Snowball attack is a fun dance activity for the older Primary students.  It leads them into making dance in a fun and supported way. On a small piece of paper have them write down a movement description of 8 counts.  This can be as simple as “move your arms above your head” or more complex; “moving sideways wiggle your body and your arms”.  Then screw up the paper into a ball and throw them at each other across the room.  Repeat several times to really mix up the paper.

At the end of this each person has a piece of paper with movement instructions, which they must do, and be able to perform to music.  As they work out their movements they try and guess whose movement instructions they have.

An extension activity is then to teach your movement to a partner and join the phrases together.   Adapt further by adding a body connection, with at least two body parts, with your partner, at some point through the phrase.  The teacher can choose music for the exploration and showing phase of this activity.

Art gallery and sculpture garden is a pairs activity that is great for any age group.  In pairs, one student ‘shapes’ their partners body into a sculptural shape, that may be viewed from any direction.  Once the ‘artist’ has finished the class gets to visit the art gallery and discuss the ‘sculptures’. They then reverse roles and repeat the process.

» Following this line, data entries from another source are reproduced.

PR #4374, opened 2019-12-27
sphinx gallery configuration (inspect_global_variables)

emmanuelle:
Sphinx-gallery 0.5 has introduced a new feature: it introduces links also for class instances (see the note block in https://sphinx-gallery.github.io/stable/configuration.html#references-to-examples). This results in very busy gallery pages with a lot of links, since we have intersphinx enabled for numpy and matplotlib so most lines are bright orange :-) (see for example https://scikit-image.org/docs/dev/auto_examples/color_exposure/plot_rgb_to_hsv.html).

This PR reverts this behaviour (I think it'd be better, but let's discuss about it).

Relevant links:
- the issue I opened on sphinx-gallery https://github.com/sphinx-gallery/sphinx-gallery/issues/580
- scikit-learn's corresponding issue and PR https://github.com/scikit-learn/scikit-learn/issues/15812 and https://github.com/scikit-learn/scikit-learn/pull/15844

### DIFF
--- a/doc/source/conf.py
+++ b/doc/source/conf.py
@@ -56,6 +56,7 @@ sphinx_gallery_conf = {
     'gallery_dirs': 'auto_examples',
     'backreferences_dir': 'api',
     'reference_url': {'skimage': None},
+    'inspect_global_variables'  : False,
     'subsection_order': ExplicitOrder([
         '../examples/data',
         '../examples/numpy_operations',


jni:
Oh really? I really like this! Linking to the Python 3.7 docs for "float" is a bit much, but the matplotlib API links I find super useful! Not to mention e.g. sklearn, pandas, and seaborn APIs when we start using those more in examples.

emmanuelle:
So we already had links for matplotlib functions and classes but now this change in sphinx-gallery default behaviour also create links for instances -- do you confirm that you like this behaviour? We could remove Python (standard library) from our intersphinx links so that we do not have links for numerical types. But for example for numpy arrays since all images will be arrays we will have a lot of links. 

Compare for example https://scikit-image.org/docs/dev/auto_examples/color_exposure/plot_rgb_to_hsv.html and https://scikit-image.org/docs/stable/auto_examples/color_exposure/plot_rgb_to_hsv.html (dev and stable). 

The good news is that the sphinx-gallery is currently discussing options for more fine-tuning.

jni:
Yeah I'm in two minds about this! It's actually nice to be able to click on the `ax...` calls and get taken to the matplotlib.Axes documentation. Currently one would have to go to the plt.subplots call, then follow the matplotlib documentation through there. I see your point though and could go either way — let's see what others think!

emmanuelle:
As a possible trade-off, we could remove Python from our intersphinx links, I don't think we use it a lot and then it will remove the links for all the numerical variables, the tuples, etc.

emmanuelle:
See https://github.com/sphinx-gallery/sphinx-gallery/pull/581, we should not hurry to merge this one.

soupault:
I agree with Juan that having documentation links for instances looks convenient, at least, for matplotlib and pandas. At the same time, visual highlighting of the corresponding snippets really pollutes the examples. From my perspective, having the old behaviour (https://scikit-image.org/docs/stable/auto_examples/color_exposure/plot_rgb_to_hsv.html) plus the links for instances (visually as a plain text) would be the best choice.

>we could remove Python from our intersphinx links

This will also remove the links for `range`, `open`, `OrderedDict`, etc, won't it?

emmanuelle:
> This will also remove the links for range, open, OrderedDict, etc, won't it?

Yes, it would. But maybe we can decide that the goal of scikit-image gallery examples is not to teach the Python language so much?

lagru:
I'd actually prefer if there was no hyperlink formatting whatsoever. 

Proposing a different solution: we could patch the CSS to suppress hyperlink coloring for code blocks. In that case the default syntax coloring would be preserved while still providing convenient back links. I'd guess a simple `color: unset` with the right selector at the right place would do the trick. It would be similar to what sphinx uses when linking back from included source code (if that option is enabled).

soupault:
@lagru see the linked issue - https://github.com/sphinx-gallery/sphinx-gallery/pull/581. :)

Actually, I've just realized that currently all the imports are highlighted (incl. e.g. matplotlib `plt.`). Maybe a better way would be to keep the distinct colors only for skimage imports and, potentially, instances...

emmanuelle:
closing this PR since https://github.com/sphinx-gallery/sphinx-gallery/pull/581 has been merged into sphinx-gallery. Always better to take the upstream solution ;-).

This is a great opportunity to talk about curved and angular shapes, symmetry and asymmetry, positive and negative space, levels and use of body parts.  The teacher can also give the ‘artist’ some parameters for their creations by asking that it be a low level, curved shape that is asymmetrical.  This is a chance for the teacher to check for student understand about these dance terms.

Meet me in the middle can be as simple or as complex as your class can handle. Form two lines on either side of the room, meet a partner in the middle and return to a different place in the line on the other side. The teacher gives instructions for how you will move when you meet in the middle.  For example, “Join two body parts that aren’t your hands or your feet and move in a curved pathway to the end of the line”.  

Use the elements of dance to bring in vocabulary for the lesson and make it more involved or faster as the game goes on.  You can even instruct students on how to move into the middle by describing the pathways, levels and dynamics that they will use with their locomotor movement.  Adding music helps them get even more creative but start by just doing it in silence.

Red Light Green Light is a simple, high energy, dance activity for younger students and older ones as well.  The music tells you what to do if you want to keep it simple but if you have older students you might want to use the elements of dance. To give students some scaffolding, describe the kinds of shapes you want on the ‘red light’ movement.  For example, ‘low level angular shapes’ or ‘wide, high level shapes’.  This is the link to the music https://www.youtube.com/watch?v=8mwcLVZGlw8

Pass the parcel takes a bit of preparation but is a great way to engage the class particularly at the start of the year.  Each layer of the parcel contains movements which they unwrap when the music stops.  These movement may be done solo or with a partner.  Music that is current and up tempo is best to bring up the energy in the room.

It is good to have the students in a circle or, if this is too confronting, spread them around the room and have the parcel go in curved pathways from one child to the next.  You can change between curved and angular pathways to keep them alert and add in some dance vocabulary.  Make sure the movements you put in the parcel include language you may want to use in the body of the dance lesson.

These activities are not original and are often reminiscent of party games we used to play as children.  By putting a small twist on each one you can shape them introduce the language of dance elements, check for understanding and cover the curriculum requirements for dance.